4. Ichabod Crane Meets the Headless Horseman (The Adventures of Ichabod and Mr. Toad) – Clip. Clop. Clip. Clop. Cautiously, schoolmaster Ichabod Crane makes his way on horseback through the moonlit darkness of Sleepy Hollow. He’s heard the tale of the Headless Horseman, spun by Brom Bones, but it’s just a story, right? No evil apparition with a sword is going to cut off his head . . . . right? When Ichabod, tall, skinny, all arms and legs with a nose like a hawk, finally encounters the Headless Horseman, all terror and menace with a flowing crimson cape and that flaming jack-o-lantern, it’s one of the great chase scenes in movie history—but will we ever know what really happened to “Old Icky”?
3. Jiminy Cricket Wishes on a Star (Pinocchio) – Is there a song in the Disney musical canon that brings as many chills as Cliff Edwards singing “When You Wish Upon a Star”? Heard over the opening credits, it segues into the first scene of an old Pinocchio storybook in spotlight. The spotlight moves up to highlight Jiminy Cricket sitting on a shelf, singing the final strains of the song. He hops down to open the storybook to the image of a starlit village. The camera zooms in and pans through the streets of the village before literally “hopping on over” to Geppetto’s shop. A scene of exquisite detail and depth never before seen in animation thanks to Disney’s revolutionary multiplane camera. And, oh, that song.
2. Beauty and the Beast go Ballroom (Beauty and the Beast) – “When You Wish Upon a Star’s” emotional equivalent in Disney animation’s second golden age. A smitten Belle takes the tentative Beast onto the dance floor for a romantic and charming waltz. The camera sweeps from floor to ceiling and back again (how about that chandelier?) as the mismatched couple glides around the room. Celine Dion and Peabo Bryson had the hit single, but can anyone sing “Beauty and the Beast” like Angela Lansbury as Mrs. Potts? A serendipitous meeting of animation art, technical prowess and classic storytelling.
1. “Night on Bald Mountain”/”Ave Maria” (Fantasia) – Walt Disney’s greatest animated masterpiece concludes with its greatest scene, a sublime juxtaposition of two entirely different pieces of music, Modest Moussorgsky’s “Night on Bald Mountain” and Franz Schubert’s “Ave Maria.” Depicting “a struggle between the profane and the sacred,” the segment begins on Walpurgis Night, the Slavic equivalent to our Halloween.
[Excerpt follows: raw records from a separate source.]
PR #722, opened 2024-10-29
Allow organizers to approve registrations when there is no competitor limit

dunkOnIT:
This fixes an issue reported for TexasFMCChampionship2024

### DIFF
--- a/app/services/registration_checker.rb
+++ b/app/services/registration_checker.rb
@@ -174,9 +174,8 @@ class RegistrationChecker
       raise RegistrationError.new(:unprocessable_entity, ErrorCodes::INVALID_REQUEST_DATA) unless Registration::REGISTRATION_STATES.include?(new_status)
 
       competitor_limit = @competition_info.competitor_limit
-      accepted_competitors = Registration.accepted_competitors_count(@competition_info.competition_id)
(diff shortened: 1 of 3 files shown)


app/services/registration_checker.rb
```diff
@@ -173,7 +173,8 @@ def validate_update_status!
 
       raise RegistrationError.new(:unprocessable_entity, ErrorCodes::INVALID_REQUEST_DATA) unless Registration::REGISTRATION_STATES.include?(new_status)
       raise RegistrationError.new(:forbidden, ErrorCodes::COMPETITOR_LIMIT_REACHED) if
-        new_status == 'accepted' && Registration.accepted_competitors_count(@competition_info.competition_id) == @competition_info.competitor_limit
+        new_status == 'accepted' && Registration.accepted_competitors_count(@competition_info.competition_id) == @competition_info.competitor_limit &&
+        @competition_info.competitor_limit != 0
```
gregorbg, line 177: 1. `competitor_limit > 0`
2. You can put this check first, because the (relatively) expensive `Registration.accepted_competitors_count` doesn't even need to be run if there is no competitor limit

gregorbg (approved):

Chernobog, the god of evil and death, rises from the rocks atop Bald Mountain beckoning damned souls to gather and worship him. Vivid image after vivid image ensues: skeletal ghosts and ethereal witches drift from unconsecrated graves; winged harpies dart in and out; enflamed demons dance for Chernabog’s evil pleasure before he casts them into the eternal flames of Hell. Only as church bells toll with the coming of dawn is Chernobog driven back inside his rocky perch. Then, as the gentle strains of “Ave Maria” begin, we see a fog shrouded candlelight procession. Pilgrims are on their way to worship as sunrise through the trees takes on the appearance of a stained glass church window. The spirit of light has triumphed over the forces of evil.
Best. Scene. Ever. Powerful and dramatic with stunning imagery and compelling music, "Night on Bald Mountain"/"Ave Maria" is the most profound piece of animation ever created--Disney's greatest moment.